PR #14478, opened 2026-09-14
perf(metrics): share the remote-write fast path with the JSON and OTLP endpoints

hengfeiyang:
Follow-up to #14454, which sped up `/prometheus/api/v1/write`. This applies the same work to the other two metrics write endpoints, `/ingest/metrics/_json` and OTLP `/v1/metrics`, and moves the code the three handlers now share out of `prom.rs` into two new modules.

## What changed

**`src/core/src/metrics/ingest.rs` (new)** — the stages every metrics handler runs after it has parsed its own wire format:
- `run_pipelines`: runs a stream's pipelines over its buffered records and groups the output by destination stream (the three handlers had three copies of this loop).
- `resolve_batch_schema`: one schema check per stream per request, over only the records that can still change the schema, plus the per-record column limit from #14454.
- `buffer_stream_records`: partitions a stream's rows and evaluates its realtime alerts; the partition key is computed once per time bucket when no partition key is enabled, rather than once per record.
- `entries_by_stream` / `write_streams`: WAL write, usage reporting and the timing breakdown.
- `observe_request`, `spawn_triggers`.

**`src/core/src/metrics/columnar.rs` (new)** — `ColumnarStream`, `push_label` and the eligibility check, moved out of `prom.rs` unchanged so OTLP can use them.

**`otlp.rs`** — gauge and sum data points now append straight into arrow builders, exactly as remote-write samples do, when the stream is eligible (no pipeline, no user-defined schema, no realtime alert, no partition key, exact metric column types). A data point that the columnar path cannot represent identically falls back to the JSON record path: one carrying exemplars, a non-string or nested attribute value, an attribute named `__name__` or `exemplars`, or a label the schema has not seen. Histograms, exponential histograms and summaries stay on the JSON path. `handle_otlp_request` is 448 lines, from 588.

**`json.rs`** — `check_for_schema` ran once per record; it now runs once per stream per request. The record is hashed and its labels stringified once, and `json::to_string(...).len()` is replaced by the byte estimate. Per-request lookups are in one `StreamLookups` struct. `ingest` is 126 lines, from 596. No columnar path here: JSON records carry arbitrary value types, so they stay as records.

**`prom.rs`** — now calls the shared stages; 1566 lines, from 2527. `remote_write` is 504 lines, from 768.

**`mod.rs`** — `signature_of_label_pairs`, the label-slice form of `signature_without_labels` with an exclusion list, shared by the OTLP columnar path.

- `__hash__`, `_timestamp`, schema field types and every stored value are byte-identical to `main` on all three endpoints. Checked by ingesting an edge-case suite (numeric/bool/null labels, `__type__` variants, out-of-range values, exemplars, nested attributes, histogram/exp-histogram/summary points, the JSON error cases) into a fresh server on `main` and on this branch, dumping every stream's schema and rows, and diffing: 22 streams, 56 rows, all error responses — identical.
- Row counts read back exactly for all three formats on a 600-sample run, and the remote-write `__hash__` set (200 series) is identical to `main`.
- Five new unit tests: the OTLP columnar path writes what the JSON path would (`test_append_number_points_writes_what_the_json_path_would`), the shared partition buffering keys records as the write path does, `flatten_record` matches flattening with an empty exemplar list, `signature_of_label_pairs` matches the record hash, and `trim_to_defined_schema` keeps only the defined fields. The columnar tests from #14454 moved with the code.

## Measured

Same host, same generator, 10 metric names, 10 000 series, 1 000 series per request, 64 in-flight requests, 12 M samples per point, `ZO_FEATURE_WAL_PACK_ENABLED=true`. `main` is `d45a4a450c`.

| endpoint | `ZO_MEM_TABLE_BUCKET_NUM` | main samples/s | branch samples/s | speed-up | main µs CPU/sample | branch µs CPU/sample | p50 main → branch | errors |
|---|---|---|---|---|---|---|---|---|
| OTLP `/v1/metrics` (gauge) | 1 | 366,846 | 732,806 | **2.00×** | 12.93 | 5.53 | 103.4 → 48.3 ms | 0 |
| OTLP `/v1/metrics` (gauge) | 14 | 778,588 | 4,236,333 | **5.44×** | 12.60 | 4.66 | 42.6 → 13.4 ms | 0 |
| OTLP `/v1/metrics` (gauge) | 28 | 2,192,001 | 5,473,103 | **2.50×** | 11.05 | 4.43 | 24.6 → 10.3 ms | 0 |
| JSON `/ingest/metrics/_json` | 1 | 814,620 | 787,692 | **0.97×** | 10.72 | 6.38 | 76.8 → 79.5 ms | 0 |
| JSON `/ingest/metrics/_json` | 14 | 1,977,113 | 2,535,595 | **1.28×** | 11.20 | 5.64 | 30.6 → 22.8 ms | 0 |
| JSON `/ingest/metrics/_json` | 28 | 2,267,107 | 3,314,259 | **1.46×** | 11.49 | 5.78 | 23.0 → 14.6 ms | 0 |
| Remote write | 1 | 1,939,371 | 1,932,155 | **1.00×** | 3.78 | 3.68 | 30.2 → 30.1 ms | 0 |
| Remote write | 14 | 8,068,091 | 8,091,927 | **1.00×** | 2.99 | 2.89 | 7.3 → 7.3 ms | 0 |
| Remote write | 28 | 8,448,019 | 8,672,656 | **1.03×** | 2.95 | 2.87 | 6.7 → 6.4 ms | 0 |

Remote-write is unchanged within noise, as expected: its code moved, it did not change. The `main` OTLP run at 14 buckets came in low this session (an earlier session measured 1.62 M samples/s at that point), so read the OTLP gain as 2.5–3×, not 5×. On the JSON endpoint at the default bucket count the memtable, not the handler, is the limit, so throughput is flat there while CPU per sample still drops by 40%.

## Notes for review

- `otlp.rs` still has 3 300 lines; two thirds are tests. The number-point path is `append_number_points` → `append_number_point`, ~110 lines.
- Three pre-existing multi-line comments in `json.rs` and `otlp.rs` appear as added lines because the code around them moved; they were not touched.

---

## Second commit: decode remote write without copying, reuse OTLP label slots

Measured before and after in the same session on the same host, same generator and settings as above (12 M samples per point), both at the default config (WAL write queue off).

| endpoint | buckets | conc | before samples/s | after samples/s | throughput | before µs CPU/sample | after µs CPU/sample | CPU/sample |
|---|---|---|---|---|---|---|---|---|
| Remote write | 28 | 64 | 8,625,564 | 9,554,914 | 1.11× | 2.93 | 2.33 | -20% |
| Remote write | 28 | 128 | 8,283,142 | 9,591,126 | 1.16× | 3.00 | 2.37 | -21% |
| Remote write | 14 | 64 | 7,801,609 | 9,067,816 | 1.16× | 2.96 | 2.39 | -19% |
| OTLP (gauge) | 28 | 64 | 5,413,363 | 5,893,327 | 1.09× | 4.33 | 4.05 | -6% |
| OTLP (gauge) | 28 | 128 | 4,869,157 | 5,332,946 | 1.10× | 5.06 | 4.52 | -11% |
| OTLP (gauge) | 14 | 64 | 4,338,418 | 4,124,675 | 0.95× | 4.69 | 4.38 | -7% |
| JSON (untouched by this commit) | 28 | 64 | 3,408,236 | 3,370,880 | 0.99× | 5.79 | 5.84 | +1% |
| JSON (untouched by this commit) | 28 | 128 | 3,414,236 | 3,295,336 | 0.97× | 6.56 | 6.68 | +2% |

Two changes, both in `src/core/src/metrics/`:

- **`prom_decode.rs` (new)** — a hand-written decoder for the remote-write v1 `WriteRequest` whose labels are `&str` slices into the decompressed body. prost allocated two `String`s per label; now a label spelled correctly on the wire is never copied — it goes into the arrow builder, the series hash and the column lookup as a borrow, and only the JSON path (pipelines, user-defined schemas, new streams) copies it. Exemplars are skipped without being walked; histograms and metadata still decode through prost from their sub-message slices. Unit tests check it against prost's encoder, including field order, unknown fields, truncation and invalid UTF-8. The `LabelPair` trait in `mod.rs` lets the columnar builder take either borrowed or owned pairs.
- **OTLP `PointLabels`** — a data point's label set is rebuilt into string slots that keep their capacity from the previous point, so after the first point of a metric no allocation happens per attribute; `start_time` is formatted with `itoa` into its slot and `flag` is a static string.

Two things were tried and left out: an in-flight request limiter (a bounded number of slots with a queue timeout) measured no difference at 64, 128 or 256 clients, so it was dropped; and `ZO_WAL_WRITE_QUEUE_ENABLED` stays `false` by default — it moves the WAL write off the request path and is worth 9% on remote write and 22% on OTLP here, but it costs memory, so it stays an opt-in for deployments that have it.

Correctness checks, same as for the first commit: an edge-case suite over all three endpoints (now also remote-write cases: dotted and upper-case label names, a label named `value`, colliding formatted names, empty label values, a NaN sample, an exemplar, metadata) dumped on the previous build and this one — 26 streams, 76 rows, schemas, hashes and error responses identical; 600/600 rows read back per format; remote-write `__hash__` identical over 200 series.


Shrinath-O2:

<sub>Updated for `9f87eefb4` · attempt 1 · updates in place on every push.</sub>

haohuaijin (approved):

Shrinath-O2:
### 🤖 E2E Council

- **Edition:** oss
- **Needs E2E:** false
- **Feature:** Metrics Columnar Storage Refactor (area: Metrics)

**EDITION: OSS** — All changed paths live under src/ (src/core/src/metrics/*, src/config/src/utils/flatten.rs, plus Cargo.lock and Cargo.toml). None are under enterprise-owned directories (enterprise/, o2_enterprise/, src/enterprise/), and no enterprise keywords (cipher/SSO/SAML/RBAC/SDR) appear in the paths. This is a backend open-source change.

**SKIP: Yes** — The diff is a backend-only refactor of metrics ingestion internals. There are no changes under web/src/** or the enterprise web layer, so nothing user-exercisable in the UI is added or altered. No explicit skip marker/label was present; this is an automatic skip on the no-user-facing-change rule.

**E2E WARRANTED: No** — E2E is not warranted. The change introduces a columnar storage path for metrics ingestion and refactors label-signature hashing; it touches no Vue components, routes, or UI state, so there is no user-facing flow a Playwright spec could exercise.

**AREA: Metrics** — Metrics is the natural area since the bulk of the change lives in src/core/src/metrics/, but the area is moot given needs_e2e is false and the run is skipped.

**GROUP: ?** — n/a — skipped. No playwright_group is assigned because no E2E spec will be generated for a backend-only change with no UI flow.

**EXISTING TESTS: No** — No Playwright E2E specs under tests/ui-testing/playwright-tests/ are changed in the diff; the diff adds Rust unit tests (e.g. test_signature_of_label_pairs_matches_record_hash) only. Those are not E2E coverage, so existing_tests_in_diff is false.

§ **THE PROBLEM**: From the records above, transcribe exactly the run of lines that opens with the line holding "## Measured" and closes with the line holding "Same host, same generator, 10", both included.

§ **ANSWER AREA**:
## Measured

Same host, same generator, 10 metric names, 10 000 series, 1 000 series per request, 64 in-flight requests, 12 M samples per point, `ZO_FEATURE_WAL_PACK_ENABLED=true`. `main` is `d45a4a450c`.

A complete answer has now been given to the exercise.